Thank you for the lengthy reply!!


----------



## o&itw (Dec 19, 2008)

goatlady said:


> You can hire a realtor to work only for you - not a seller. Find one that will do a "Buyer's Agent" agreement - that realtor will show properties you are interested in, not his/her listings. Some charge a flat fee some do not, but all still share the regular commission splits.
> 
> Being a former realtor, I'm surprised you seem to have forgotten that little bit of info.


There can be a problem with this. We had a "buyer's agent" untill recently. She was terrific in getting us information, but when we finally found the place we wanted, I think having such an agent lost it for us. The property had just come on the market, and we were there the first day it was shown. The listing agent aslo showed it to a couple of people.

We immediately made an offer (and it was substatnially higher than most offers were being made on similar properties) As it turned out, two people made offers that weekend, and the other interested people (represented by the property lister) got it for $500 more than we offered.

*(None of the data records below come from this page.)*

Issue #111, opened 2018-01-08
Throws an error while trying to minify with create-react-app


nachomazzara:
If you have `ethereumjs-util` as dependency for you webApp using `create-react-app`, once you want to run the build script: 
`npm run build` throws 

```Failed to minify the code from this file: ./node_modules/ethereumjs-util/index.js:142```

Is it possible to transpile the code with `Babel`, create a `dist` folder where we can get the transpiled code and set dist as the main place in `package.json`?

Thanks!

holgerd77:
What do you mean with "Set ``dist`` as the main place in ``package.json``?

fanatid:
@nachomazzara it is possible, but I do not think that this will be done. IIRC ethereumjs supports only node > 6.
So, you should setup browserify/webpack config for transpiling ethereumjs-util in your project.

nachomazzara:
Sorry for the delay.

@holgerd77 I mean, instead of using the index.js at the root of the repo. Use an `index.js` transpiled inside a `/dist` folder like almost every npm module have

@fanatid setting `Browserify/Webpack` is an option but if you are working with [create react app](https://github.com/facebookincubator/create-react-app) you will need to eject it and change Webpack configuration which breaks the _plug and play_

If you don't want to have the main branch with the transpiled version, We could create a #support-create-react-app branch for this purpose :)

Thanks guys

admazzola:
I get an error trying to minify with uglifer -- is this a coincidence ?

`ERROR in application-85c2f5c841fd6db557e9.js from UglifyJs
Unexpected token: name (first) [./node_modules/ethereumjs-util/index.js:142,0][application-85c2f5c841fd6db557e9.js:29540,6]

ERROR in admin-controls-interface-d1f6a968ffa463219e33.js from UglifyJs
Unexpected token: name (first) [./node_modules/ethereumjs-util/index.js:142,0][admin-controls-interface-d1f6a968ffa463219e33.js:29540,6]

ERROR in good-contract-interface-3cfb8b306b0e6eefe793.js from UglifyJs
Unexpected token: name (first) [./node_modules/ethereumjs-util/index.js:142,0][good-contract-interface-3cfb8b306b0e6eefe793.js:29540,6]

ERROR in ethereum-account-manager-79a41ffe50545abe549e.js from UglifyJs
[...]

Issue #92, opened 2017-08-26
Can't import ethrereumjs-util in React Native


amaurymartiny:
If I create a fresh React Native app with `create-react-native-app`, and only add the line:

```js
import utils from 'ethereumjs-util';
```

I get an error:

![screen shot 2017-08-26 at 5 34 52 pm](https://user-images.githubusercontent.com/1293565/29742763-eae154b4-8a84-11e7-8509-dc3c4761a75c.png)

Edit: After installing the packages manually `yarn add assert`, and then `yarn add stream` and `yarn add buffer`, I get the following error:

![screen shot 2017-08-26 at 5 33 39 pm](https://user-images.githubusercontent.com/1293565/29742753-bfcf9876-8a84-11e7-92b4-3fd6d770affb.png)

tharzeez:
Any solution for this. I tried with rn-nodeify 
[https://www.npmjs.com/package/rn-nodeify](url)

but still I am getting error buffer not defined .. Tried npm install buffer still no hope

kouohhashi:
I have the same issue.
Have you found a solution?

tharzeez:
I followed these steps and in step 9 : 
[https://gist.github.com/dougbacelar/29e60920d8fa1982535247563eb63766](url)
instead of `npm install --save web3`
i installed web3 1.0.0 `npm install --save web3@1.0.0-beta.24`
all those util helper class are available under a single module web3 1.0.0 so yea i can use those util files from the above package.

I hope it helps.

axic:
Fixed by #114.

Ouabi54:
I still not understand how to fix this issue

PR #114, opened 2018-01-29
Added babel-cli to distribute ES5 version on npm

holgerd77:
Adresses #111 and #92


nickysemenza:
I'd love to see this merged 😄

holgerd77:
@nickysemenza This is now in review, hope to have this merged soon.

test/defineFields.js
```diff
@@ -1,5 +1,5 @@
 var assert = require('assert')
-var ethUtil = require('../index.js')
+var ethUtil = require('../dist/index.js')
```
Silur: maybe tests can be part of the babel space too for some may write these in ES6?

holgerd77: Ah, yes, we can think about that, but let's leave this for now.

.babelrc
```diff
@@ -0,0 +1,7 @@
+{
+  "presets": [
+    [
+      "env"
```
fanatid: If publisher will build with latest node this will produce not ES5 output, is not it?

holgerd77: Could you be a bit more specific, who is the "publisher", the one who publishes this on npm? And what "latest" node do you mean, which version? What changed in that version, do you have some link on that?

fanatid: Sorry, one missed word destroyed my message, I wanted write: `If publisher will build with latest node version...`

I checked https://www.npmjs.com/package/babel-preset-env
> Without any configuration options, babel-preset-env behaves exactly the same as babel-preset-latest (or babel-preset-es2015, babel-preset-es2016, and babel-preset-es2017 together).

Did not knew about this. Sorry for false alarm.

holgerd77: No problem, I am not totally the transpilation/babel expert, so better to double check than one check to few. Sorry also for being a bit unconsistent in what Node version we actually support. I think we still have to fine-tune this a bit. I also didn't know how many people still need some ``ES5`` compatible distribution and for what reasons.

So I think it probably makes sense for the various libraries to -yes- drop Node 4 support for the source version to be able to implement with newer and more elegant techniques, but also provide a transpiled distribution version with lower requirements.

Probably also has to be decided/evolved on a case-by-case (library-by-library) basis, depending on the needs of the users, the scope of the library and the compromises which have to be done in respect to security, speed and build/library size.

Actually this topic gets more and more complex for me the more I read on it. Will try to keep pace! 😄

gre:
Is there any chance this will get backport to the `4.x` release? many library still depend on the 4.x , like `ethereumjs-abi` and it will take time for everyone to update to it.

holgerd77:
@gre Hmm, not very probable, sorry, there is so much to do on the various libs, don't think anyone will find the time. Is ``ethereumjs-abi`` your main concern? I would rather look into updating this instead then.

gre:
ok thanks. I've sent a PR for -abi https://github.com/ethereumjs/ethereumjs-abi/pull/59 , i'm going to see which other dependency I have still uses the 4.x.
cheers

I can't be sure, but knowing the extent of our offer, I suspect that the lister likely "leaked" the amount of our offer to her buyer, as it made her a substantial amount of money not to lose half of the commission. I suspect that if the pproperty had been listed for months it wouldn't have been a problem. I don't think the listing realator actually told the other people the price we offered, more likely just said " I think you will have to offer at least XXXXXX dollars to get it.


----------



## goatlady (May 31, 2002)

and why would you think the offer amount should be a big secret? The sellers want the best price they can get and it is within THEIR purvue to tell a 2nd offer that it needs to be more offered if they want the purchase. Known as a bidding war, highest offer gets the property. Happens many times when the market is up and running.


----------



## wharton (Oct 9, 2011)

goatlady said:


> and why would you think the offer amount should be a big secret? The sellers want the best price they can get and it is within THEIR purvue to tell a 2nd offer that it needs to be more offered if they want the purchase. Known as a bidding war, highest offer gets the property. Happens many times when the market is up and running.

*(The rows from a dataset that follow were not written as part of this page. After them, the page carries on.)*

Issue #110, opened 2018-01-05
isPrecompiled() needs to be updated to reflect byzantium


axic:
See https://github.com/ethereumjs/ethereumjs-util/blob/master/index.js#L519, which limits it to address 0 to 5.

(This feature is used by the -vm and -accounts.)

axic:
Update: 
- apparently it is not used by `accounts` anymore for a while: https://github.com/ethereumjs/ethereumjs-account/pull/2
- the VM does its check internally

This feature could be removed in the next breaking change, but for now it still needs to be updated.

holgerd77:
Yes, removed this from the VM when working on Byzantium. Found this too implicit with too few benefits.

PR #115, opened 2018-02-02
Updated isPrecomile according to Byzantium precompile-used address space

holgerd77:
Addresses #110

### DIFF
--- a/index.js
+++ b/index.js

sounds to me like the "buyer's agent" didn't step up to the plate to engage in a bidding contest, and that in the end, the seller got screwed, as did the potential buyer who would of not let it slip away over a few hundred bucks....... nothing unusual about that screw up.


----------



## DAVID In Wisconsin (Dec 3, 2002)

I guess that I'm lucky as I have a good, trustworthy re agent that I've worked with for about 5 years now. He shows me properties, tells me what he thinks then just let's me decide with zero pressure.


----------



## Waiting Falcon (Nov 25, 2010)

The RE agents in this area will not disclose offers made by other people.
I have also had the privilege to meet a few honest realtors. One warned me about dishonest RE in the realty chain so i would not get burned.
Another spent the day showing us property trying to make up for the bad experiences we had in the past. He was required by his RE office to have us sign a contract before he showed us any property and his boss watched us sign it. When she turned her back he trashed the paper...
I have had enough bad experiences with Realtors that I am still leery of any dealings with them. It is a shame that a few bad apples can spoil the whole industry.


----------



## ChristieAcres (Apr 11, 2009)

> The RE agents in this area will not disclose offers made by other people.


As a Realtor, representing a Seller, I can disclose there is an Offer on a property, but I cannot disclose the amount of that offer (or offers).


----------



## HOTW (Jul 3, 2007)

I would find out the law on this you might very well be entitlesd to a cut of the commision if there is no contract you have with anyone. You could be considering this a sale by owner with a small comission to the showing realtor... Ask questions of a real estate lawyer and get to the bottom of the truth as it pertains to you. The realtors are mucking around with you and they deserve anythin you can dish up


----------



## John_Canada (Aug 17, 2013)

sidepasser said:


> I am going to call my real estate attorney in the morning. Something isn't right.
> 
> Sent from my DROID RAZR using Tapatalk 2


Likely you need a document that basically says you and your realtor call it quits. Most sign it if there is not an offer on the table because they figure you have ultimate veto power and anyone they already showed the house to and later buys it they are entitled to the commission either way.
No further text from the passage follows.